PROBLEM TO WORK ON: Search the records for the string "indentation" and copy every line where it turns up.

___ STUDY MATERIAL ___

PR #297, opened 2020-08-16
Allow executing a blocking single Server run in both paused and unpaused states

diegoferigo:
This is the second attempt after https://github.com/ignitionrobotics/ign-gazebo/pull/61 to allow executing paused blocking `Server` runs. The first PR was closed as detailed in https://github.com/ignitionrobotics/ign-gazebo/pull/61#issuecomment-655621591 for further discussion https://github.com/ignitionrobotics/ign-gazebo/issues/51#issuecomment-655979495. 

This PR introduces a new `Server::RunOnce` method that allows executing either unpaused or paused steps that are 1) always blocking and 2) always increase the iteration count.

The following table recaps the differences between `Run` and `RunOnce`:

| `Server::Run` | `Server::RunOnce` | Comment |
| --- | --- | --- |
| `Run(blocking=true, iterations=1, paused=false)` | `RunOnce(paused=false)` | Same behaviour, iterations count is increased by 1. |
| `Run(blocking=true, iterations=1, paused=true)` | - | Simulation loops forever until another thread calls `Server::SetPaused(false)`. Paused runs do not increase the iteration count. When the `Run` call returns, the iteration count is increased by 1. |
| - | `RunOnce(paused=true)` | Iteration count is increased by 1. Systems perform a paused step. Physics does not advance. |

Given that this PR touches core classes of the simulator, I tried to implement this feature by modifying the existing classes the little as possible. Rather than adding new APIs also to the `SimulationRunner` class that would have required further discussion, I preferred marking `Server` a friend class and introducing a new private flag.

### DIFF
--- a/src/Server.cc
+++ b/src/Server.cc
@@ -290,12 +290,12 @@ bool Server::Run(const bool _blocking, const uint64_t _iterations,
 /////////////////////////////////////////////////
 bool Server::RunOnce(const bool _paused)
 {
-    if (_paused) {
-      for (auto &runner : this->dataPtr->simRunners)
-        runner->blockingPausedStepPending = true;
-    }
+  if (_paused) {
+    for (auto &runner : this->dataPtr->simRunners)
+      runner->blockingPausedStepPending = true;
+  }
 
-    return this->Run(true, 1, _paused);
+  return this->Run(true, 1, _paused);
 }
 
 /////////////////////////////////////////////////
--- a/src/Server.cc
+++ b/src/Server.cc
@@ -292,7 +292,7 @@ bool Server::RunOnce(const bool _paused)
 {
   if (_paused) {
     for (auto &runner : this->dataPtr->simRunners)
-      runner->blockingPausedStepPending = true;
+      runner->SetNextStepAsBlockingPaused(true);
   }
 
   return this->Run(true, 1, _paused);
--- a/src/Server.cc
+++ b/src/Server.cc
@@ -288,6 +288,17 @@ bool Server::Run(const bool _blocking, const uint64_t _iterations,
 }
 
 /////////////////////////////////////////////////
+bool Server::RunOnce(const bool _paused)
+{
+    if (_paused) {
+      for (auto &runner : this->dataPtr->simRunners)
+        runner->blockingPausedStepPending = true;
+    }
+
+    return this->Run(true, 1, _paused);
+}
+
+/////////////////////////////////////////////////
 void Server::SetUpdatePeriod(
     const std::chrono::steady_clock::duration &_updatePeriod,
     const unsigned int _worldIndex)
--- a/src/Server.cc
+++ b/src/Server.cc
@@ -290,7 +290,8 @@ bool Server::Run(const bool _blocking, const uint64_t _iterations,
 /////////////////////////////////////////////////
 bool Server::RunOnce(const bool _paused)
 {
-  if (_paused) {
+  if (_paused)
+  {
     for (auto &runner : this->dataPtr->simRunners)
       runner->SetNextStepAsBlockingPaused(true);
   }
@@ -434,4 +435,3 @@ bool Server::RequestRemoveEntity(const Entity _entity,
 
   return false;
 }
-
--- a/src/Server_TEST.cc
+++ b/src/Server_TEST.cc
@@ -483,15 +483,43 @@ TEST_P(ServerFixture, RunOnceUnpaused)
     EXPECT_FALSE(*server.Running(0));
     EXPECT_EQ(0u, *server.IterationCount());
 
+    // Load a system
+    gazebo::SystemLoader systemLoader;
+    auto mockSystemPlugin = systemLoader.LoadPlugin(
+        "libMockSystem.so", "ignition::gazebo::MockSystem", nullptr);
+    ASSERT_TRUE(mockSystemPlugin.has_value());
+
+    // Check that it was loaded
+    const size_t systemCount = *server.SystemCount();
+    EXPECT_TRUE(*server.AddSystem(mockSystemPlugin.value()));
+    EXPECT_EQ(systemCount + 1, *server.SystemCount());
+
+    // Query the interface from the plugin
+    auto system = mockSystemPlugin.value()->QueryInterface<gazebo::System>();
+    EXPECT_NE(system, nullptr);
+    auto mockSystem = dynamic_cast<gazebo::MockSystem*>(system);
+    EXPECT_NE(mockSystem, nullptr);
+
+    // No steps should have been executed
+    EXPECT_EQ(0u, mockSystem->preUpdateCallCount);
+    EXPECT_EQ(0u, mockSystem->updateCallCount);
+    EXPECT_EQ(0u, mockSystem->postUpdateCallCount);
+
     // Make the server run fast
     server.SetUpdatePeriod(1ns);
 
     while (*server.IterationCount() < 100)
       server.RunOnce(false);
 
+    // Check that the server provides the correct information
     EXPECT_EQ(*server.IterationCount(), 100);
     EXPECT_FALSE(server.Running());
     EXPECT_FALSE(*server.Running(0));
+
+    // Check that the system has been called correctly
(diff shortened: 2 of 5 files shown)


diegoferigo:
@chapulina Do you think this PR can target citadel instead of dome? It introduces a new public API so there's no breaking change in this sense, however I'm not sure if in this case also ABI is preserved nor if it's a strict requirement at the current stage of development.

chapulina:
> Do you think this PR can target citadel instead of dome? 

Yeah adding a public function like that is ABI compatible, so feel free to retarget to Citadel :+1:

diegoferigo:
Ok thanks @chapulina, I will rebase this PR as soon as I can.

I used in the past months the closed #61 extensively and I have quite a lot of dowstream unit testing that run successfully also after updating my project to this new API call.

I think this PR is already ready to be reviewed, let me know if any of you have comments.

src/Server.cc
```diff
@@ -216,6 +216,17 @@ bool Server::Run(const bool _blocking, const uint64_t _iterations,
   return false;
 }
 
+/////////////////////////////////////////////////
+bool Server::RunOnce(const bool _paused)
+{
+    if (_paused) {
```
chapulina, line 222: Nit: use 2-space indentation

src/Server_TEST.cc
```diff
@@ -450,6 +450,42 @@ TEST_P(ServerFixture, RunNonBlocking)
...
+    EXPECT_FALSE(server.Running());
+    EXPECT_FALSE(*server.Running(0));
+    EXPECT_EQ(0u, *server.IterationCount());
+
+    // Make the server run fast.
+    server.SetUpdatePeriod(1ns);
+
+    while (*server.IterationCount() < 100)
+        server.RunOnce(false);
+
```
chapulina, line 466: You could `EXPECT` the iteration count to be 100 at the end of the loop

src/Server_TEST.cc
```diff
@@ -450,6 +450,42 @@ TEST_P(ServerFixture, RunNonBlocking)
   EXPECT_FALSE(*server.Running(0));
 }
 
+/////////////////////////////////////////////////
+TEST_P(ServerFixture, RunOnceUnpaused)
+{
+    gazebo::Server server;
```
chapulina, line 456: On both tests, consider adding a system and checking that it was updated as expected.

You can use the mock system like other tests on this file.

src/SimulationRunner.hh
```diff
@@ -491,6 +491,10 @@ namespace ignition
       /// \brief Map from file paths to Fuel URIs.
       private: std::unordered_map<std::string, std::string> fuelUriMap;
 
+      /// \brief True if Server::RunOnce triggered a blocking paused step
+      private: bool blockingPausedStepPending{false};
+
+      friend class Server;
```
chapulina, line 497: Would it be possible to add accessor functions for the private variable instead of making the server a friend? You know, social distancing the classes :wink:

src/Server.cc
diegoferigo: Done in 3981a1c

src/Server_TEST.cc
diegoferigo: Done in 1dc665c

src/Server_TEST.cc
diegoferigo: Sure, done in b7b09b5

src/SimulationRunner.hh
diegoferigo: I considered adding accessor functions to the `SimulationRunner` class while I was developing this PR, however I'm not convinced enough that having setters / getters of a private property that is just an implementation detail would provide any added value. Such methods would become part of the public APIs of the `SimulationRunner` class, with all the consequences of dealing in the future with them. Would any downstream user be interested in this new variable? Unfriending a class in case of a better approach would not require any deprecation process, contrarily than removing public APIs.

If you think that these two new methods would not pollute the class and give me green light, it's a trivial change from my side for adding the following accessors:

```cpp
/// \brief Get whether the next step is going to be executed as paused.
/// \return True if the next step is being executed as paused, false otherwise.
bool NextStepIsBlockingPaused() const;

/// \brief Set the next step to be blocking and paused.
void SetNextStepAsBlockingPaused(const bool value);
```

chapulina: > Such methods would become part of the public APIs 

I appreciate the concern, but note that the `SimulationRunner`'s header is not installed, so we can modify it as needed. My personal opinion is that with the accessors we can keep better control of what parts of the `SimulationRunner` are exposed to the `Server`.

diegoferigo: > `SimulationRunner`'s header is not installed

Ow thanks for pointing it out, I didn't notice it. Done in ff6701b.

src/Server.cc
```diff
@@ -220,6 +220,17 @@ bool Server::Run(const bool _blocking, const uint64_t _iterations,
   return false;
 }
 
+/////////////////////////////////////////////////
+bool Server::RunOnce(const bool _paused)
+{
+  if (_paused) {
```
chapulina, line 226: Style nit

```suggestion
  if (_paused)
  {
```

src/Server_TEST.cc
```diff
@@ -475,6 +475,100 @@ TEST_P(ServerFixture, RunNonBlocking)
...
```
chapulina, line 481: Nit: indentation

```suggestion
  gazebo::Server server;
```

src/SimulationRunner.cc
```diff
@@ -1170,3 +1178,13 @@ void SimulationRunner::AddToFuelUriMap(const std::string &_path,
 {
   this->fuelUriMap[_path] = _uri;
 }
+
+bool SimulationRunner::NextStepIsBlockingPaused() const
```
chapulina, line 1182:
```suggestion
//////////////////////////////////////////////////
bool SimulationRunner::NextStepIsBlockingPaused() const
```

src/SimulationRunner.cc
```diff
@@ -1170,3 +1178,13 @@ void SimulationRunner::AddToFuelUriMap(const std::string &_path,
...
+{
+  return this->blockingPausedStepPending;
+}
+
+void SimulationRunner::SetNextStepAsBlockingPaused(const bool value)
```
chapulina, line 1187:
```suggestion
//////////////////////////////////////////////////
void SimulationRunner::SetNextStepAsBlockingPaused(const bool value)
```

diegoferigo:
> LGTM, thanks for iterating and for the contribution! I just have some final style comments. This branch also needs to be synced with ign-gazebo3, and we should take one last look at CI results.

@chapulina Style fixed in db2989e. Thank you for providing assistance and constant feedback all along the process :)

src/Server_TEST.cc
```diff
@@ -475,6 +475,100 @@ TEST_P(ServerFixture, RunNonBlocking)
...
+  EXPECT_EQ(0u, mockSystem->postUpdateCallCount);
+
+  // Make the server run fast
+  server.SetUpdatePeriod(1ns);
+
+  while (*server.IterationCount() < 100)
+    server.RunOnce(false);
+
+  // Check that the server provides the correct information
+  EXPECT_EQ(*server.IterationCount(), 100);
```
chapulina, line 515: Compiler warning:

```
/var/lib/jenkins/workspace/ignition_gazebo-ci-pr_any-ubuntu_auto-amd64/ign-gazebo/src/Server_TEST.cc:515:3:   required from here
/var/lib/jenkins/workspace/ignition_gazebo-ci-pr_any-ubuntu_auto-amd64/ign-gazebo/test/gtest/include/gtest/gtest.h:1448:16: warning: comparison of integer expressions of different signedness: ‘const long unsigned int’ and ‘const int’ [-Wsign-compare]
```

diegoferigo: Fixed in https://github.com/ignitionrobotics/ign-gazebo/compare/db2989e16fb84ac77780d252a7d75501013bf9be..e991e58e4be16b667f551c2381f0b7ed37e9446c

chapulina:
@osrf-jenkins run tests again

___

EXERCISE OUTPUT:
chapulina, line 222: Nit: use 2-space indentation
chapulina, line 481: Nit: indentation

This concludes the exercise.